I'm feeling experimental.

I'm thinking of setting up a small amount of replicated storage and have some 128MB VPSes lying around...classic OvZ 128s. I'd like to take 3 of them and make a 5GB area that is replicated across all three...change/add/delete a file and it shows up on the others instantly (allowing for network latency, etc.)

Gluster wants 1GB of RAM. Not sure if it even runs on OvZ.

DRBD runs fine on 512MB apparently but that's still a bit much.

@rincewind mentioned incron which is an inotify wrapper I could use to "kick off rsync if anything changes" which might work...though I'm not sure how that will work in terms of multi-master.
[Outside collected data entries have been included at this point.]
PR #507, opened 2022-12-01
Revert "SSH signatures support"

bluekeyes:
Reverts palantir/policy-bot#504. Unfortunately, this is incompatible with GitHub Enterprise 3.6 and earlier. I have some ideas of how to support this via feature detection, but want to make sure we can continue to take other fixes and features while still running on GHE 3.6. I'll file an issue to track this.


ashmeer7:
👍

There's also cloud storage - e.g., run the dropbox client or something on each. That puts the "master" out of my worry. Dropbox and OneDrive are out because I already use them elsewhere...though I suppose I could limit which Dropbox folder. I am not using Google Drive now, which is an option. And there's SyncThing.

I'd like instant sync but could live with some small latency...actually, I admit I have no real justification for this elaborateness but then, doing elaborate things on pocket change hardware is kind of the point of LET, no? :-) You can tell I have the week off...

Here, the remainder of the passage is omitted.